[INFORMATION GIVEN]
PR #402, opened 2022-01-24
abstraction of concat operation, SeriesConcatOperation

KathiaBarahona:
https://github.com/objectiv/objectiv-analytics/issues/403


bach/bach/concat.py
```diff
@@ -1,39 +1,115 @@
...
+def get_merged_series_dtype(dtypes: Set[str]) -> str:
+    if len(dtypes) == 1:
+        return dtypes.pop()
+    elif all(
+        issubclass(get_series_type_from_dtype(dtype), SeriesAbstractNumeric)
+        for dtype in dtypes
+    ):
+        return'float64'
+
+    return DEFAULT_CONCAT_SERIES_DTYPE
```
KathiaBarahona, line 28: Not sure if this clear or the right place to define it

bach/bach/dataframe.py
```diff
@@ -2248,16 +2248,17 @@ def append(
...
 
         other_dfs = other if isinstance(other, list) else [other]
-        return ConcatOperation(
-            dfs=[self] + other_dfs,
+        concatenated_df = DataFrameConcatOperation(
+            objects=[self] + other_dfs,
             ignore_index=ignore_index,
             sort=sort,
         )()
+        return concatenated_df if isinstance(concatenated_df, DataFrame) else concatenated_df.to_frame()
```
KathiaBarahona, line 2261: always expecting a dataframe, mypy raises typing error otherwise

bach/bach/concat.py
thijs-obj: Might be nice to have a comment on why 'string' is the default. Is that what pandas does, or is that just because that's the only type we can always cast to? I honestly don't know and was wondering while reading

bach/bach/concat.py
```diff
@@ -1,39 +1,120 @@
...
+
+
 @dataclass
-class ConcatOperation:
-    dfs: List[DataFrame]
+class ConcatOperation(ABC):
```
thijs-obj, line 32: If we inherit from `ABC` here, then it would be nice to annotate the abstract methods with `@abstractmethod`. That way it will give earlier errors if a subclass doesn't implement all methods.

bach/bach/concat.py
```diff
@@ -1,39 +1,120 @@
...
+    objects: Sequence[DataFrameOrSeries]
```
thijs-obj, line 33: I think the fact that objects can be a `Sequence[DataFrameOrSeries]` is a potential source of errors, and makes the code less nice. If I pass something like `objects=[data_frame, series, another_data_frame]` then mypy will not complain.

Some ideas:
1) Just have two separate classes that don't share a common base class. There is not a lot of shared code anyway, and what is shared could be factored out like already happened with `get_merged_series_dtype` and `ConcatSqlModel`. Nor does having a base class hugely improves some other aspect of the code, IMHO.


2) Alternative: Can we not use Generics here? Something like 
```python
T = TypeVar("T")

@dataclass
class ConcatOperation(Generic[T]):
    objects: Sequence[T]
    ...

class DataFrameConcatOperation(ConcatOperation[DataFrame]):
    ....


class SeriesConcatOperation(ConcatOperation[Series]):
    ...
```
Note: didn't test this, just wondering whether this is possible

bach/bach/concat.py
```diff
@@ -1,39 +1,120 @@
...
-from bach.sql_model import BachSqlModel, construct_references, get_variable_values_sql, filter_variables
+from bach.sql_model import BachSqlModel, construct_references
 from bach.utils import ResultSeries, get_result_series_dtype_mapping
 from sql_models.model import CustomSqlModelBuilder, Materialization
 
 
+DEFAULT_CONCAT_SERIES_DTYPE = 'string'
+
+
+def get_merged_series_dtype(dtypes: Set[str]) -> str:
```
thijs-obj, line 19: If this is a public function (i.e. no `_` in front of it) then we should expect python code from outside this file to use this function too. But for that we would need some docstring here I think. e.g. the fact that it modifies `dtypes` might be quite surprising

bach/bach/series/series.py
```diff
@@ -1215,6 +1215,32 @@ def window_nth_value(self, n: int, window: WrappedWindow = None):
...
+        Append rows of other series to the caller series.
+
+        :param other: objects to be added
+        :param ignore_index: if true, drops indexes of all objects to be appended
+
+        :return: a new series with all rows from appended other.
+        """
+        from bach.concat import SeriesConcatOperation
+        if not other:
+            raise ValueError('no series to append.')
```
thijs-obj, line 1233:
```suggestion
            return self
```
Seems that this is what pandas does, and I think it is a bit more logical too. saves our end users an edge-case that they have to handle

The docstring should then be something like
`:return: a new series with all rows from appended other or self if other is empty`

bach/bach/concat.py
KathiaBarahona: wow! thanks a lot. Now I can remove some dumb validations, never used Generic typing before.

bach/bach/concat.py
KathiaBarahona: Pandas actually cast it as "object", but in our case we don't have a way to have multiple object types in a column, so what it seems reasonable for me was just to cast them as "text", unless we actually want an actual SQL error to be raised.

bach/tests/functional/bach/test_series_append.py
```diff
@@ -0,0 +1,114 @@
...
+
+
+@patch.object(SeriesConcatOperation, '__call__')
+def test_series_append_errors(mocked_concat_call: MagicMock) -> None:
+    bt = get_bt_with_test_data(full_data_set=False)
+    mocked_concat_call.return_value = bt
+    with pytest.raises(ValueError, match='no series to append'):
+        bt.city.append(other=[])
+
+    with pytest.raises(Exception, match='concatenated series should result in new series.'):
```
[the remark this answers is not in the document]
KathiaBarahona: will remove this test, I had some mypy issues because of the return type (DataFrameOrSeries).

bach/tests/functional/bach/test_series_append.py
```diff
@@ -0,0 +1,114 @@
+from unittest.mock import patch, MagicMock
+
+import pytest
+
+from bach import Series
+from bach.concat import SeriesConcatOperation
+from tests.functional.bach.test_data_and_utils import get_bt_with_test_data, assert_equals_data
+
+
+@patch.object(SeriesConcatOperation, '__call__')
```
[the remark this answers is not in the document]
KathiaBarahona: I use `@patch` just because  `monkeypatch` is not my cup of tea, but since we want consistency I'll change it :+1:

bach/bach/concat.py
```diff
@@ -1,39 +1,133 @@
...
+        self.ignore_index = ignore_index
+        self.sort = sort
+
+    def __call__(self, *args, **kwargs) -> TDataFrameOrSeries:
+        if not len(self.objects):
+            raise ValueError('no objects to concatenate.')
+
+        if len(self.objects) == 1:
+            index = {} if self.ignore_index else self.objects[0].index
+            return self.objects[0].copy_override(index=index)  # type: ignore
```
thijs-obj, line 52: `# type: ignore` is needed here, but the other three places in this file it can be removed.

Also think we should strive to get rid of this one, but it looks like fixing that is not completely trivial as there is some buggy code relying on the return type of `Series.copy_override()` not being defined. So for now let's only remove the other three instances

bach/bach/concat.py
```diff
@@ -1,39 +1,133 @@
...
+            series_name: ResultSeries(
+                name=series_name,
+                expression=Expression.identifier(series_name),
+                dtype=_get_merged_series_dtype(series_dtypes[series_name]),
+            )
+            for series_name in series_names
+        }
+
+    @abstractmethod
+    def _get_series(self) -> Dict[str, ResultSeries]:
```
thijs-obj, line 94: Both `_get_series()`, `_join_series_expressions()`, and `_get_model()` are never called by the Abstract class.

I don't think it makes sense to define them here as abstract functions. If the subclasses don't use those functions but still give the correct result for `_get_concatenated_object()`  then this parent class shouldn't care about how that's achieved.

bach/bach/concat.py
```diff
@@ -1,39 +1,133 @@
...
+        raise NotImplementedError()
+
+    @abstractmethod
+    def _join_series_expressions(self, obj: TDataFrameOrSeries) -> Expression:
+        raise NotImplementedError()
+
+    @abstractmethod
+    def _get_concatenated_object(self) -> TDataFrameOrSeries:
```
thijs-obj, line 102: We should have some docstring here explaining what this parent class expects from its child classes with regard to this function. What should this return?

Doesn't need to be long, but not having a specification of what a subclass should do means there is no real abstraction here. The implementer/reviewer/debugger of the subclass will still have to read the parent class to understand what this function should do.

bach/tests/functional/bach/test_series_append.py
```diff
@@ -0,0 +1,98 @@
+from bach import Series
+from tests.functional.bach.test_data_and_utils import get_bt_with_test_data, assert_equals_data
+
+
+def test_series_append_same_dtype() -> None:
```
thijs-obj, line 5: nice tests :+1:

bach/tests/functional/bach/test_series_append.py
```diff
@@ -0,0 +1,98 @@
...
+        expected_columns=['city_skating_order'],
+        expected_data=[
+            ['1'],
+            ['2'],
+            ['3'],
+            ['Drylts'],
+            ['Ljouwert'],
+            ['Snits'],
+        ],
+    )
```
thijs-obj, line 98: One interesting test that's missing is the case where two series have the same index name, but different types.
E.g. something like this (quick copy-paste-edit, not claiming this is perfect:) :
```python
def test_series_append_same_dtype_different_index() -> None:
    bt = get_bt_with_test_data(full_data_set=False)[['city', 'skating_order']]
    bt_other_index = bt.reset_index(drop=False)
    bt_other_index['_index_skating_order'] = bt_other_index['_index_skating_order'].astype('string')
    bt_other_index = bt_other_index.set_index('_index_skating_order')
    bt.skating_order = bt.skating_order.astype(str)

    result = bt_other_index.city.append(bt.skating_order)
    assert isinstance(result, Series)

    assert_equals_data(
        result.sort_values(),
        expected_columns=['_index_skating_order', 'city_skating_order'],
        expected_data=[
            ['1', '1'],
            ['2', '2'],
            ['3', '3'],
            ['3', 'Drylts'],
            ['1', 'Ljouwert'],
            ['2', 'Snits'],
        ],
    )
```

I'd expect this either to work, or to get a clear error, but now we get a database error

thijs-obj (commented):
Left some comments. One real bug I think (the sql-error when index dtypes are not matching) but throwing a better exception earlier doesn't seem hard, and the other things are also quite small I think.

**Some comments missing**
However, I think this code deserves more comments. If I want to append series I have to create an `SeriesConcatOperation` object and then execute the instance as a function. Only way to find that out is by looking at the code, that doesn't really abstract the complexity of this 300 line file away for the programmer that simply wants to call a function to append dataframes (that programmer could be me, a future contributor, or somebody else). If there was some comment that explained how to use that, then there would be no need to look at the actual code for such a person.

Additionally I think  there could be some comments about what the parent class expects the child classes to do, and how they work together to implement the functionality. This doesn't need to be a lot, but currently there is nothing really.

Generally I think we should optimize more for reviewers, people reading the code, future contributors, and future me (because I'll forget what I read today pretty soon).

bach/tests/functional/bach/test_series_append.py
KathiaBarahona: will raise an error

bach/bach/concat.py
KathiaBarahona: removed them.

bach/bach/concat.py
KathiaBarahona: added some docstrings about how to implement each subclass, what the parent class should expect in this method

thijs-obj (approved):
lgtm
[/INFORMATION GIVEN]
ACTION ITEM:
Go through the data, and copy each line in which the word "clear" appears.

YOUR RESPONSE:
KathiaBarahona, line 28: Not sure if this clear or the right place to define it
I'd expect this either to work, or to get a clear error, but now we get a database error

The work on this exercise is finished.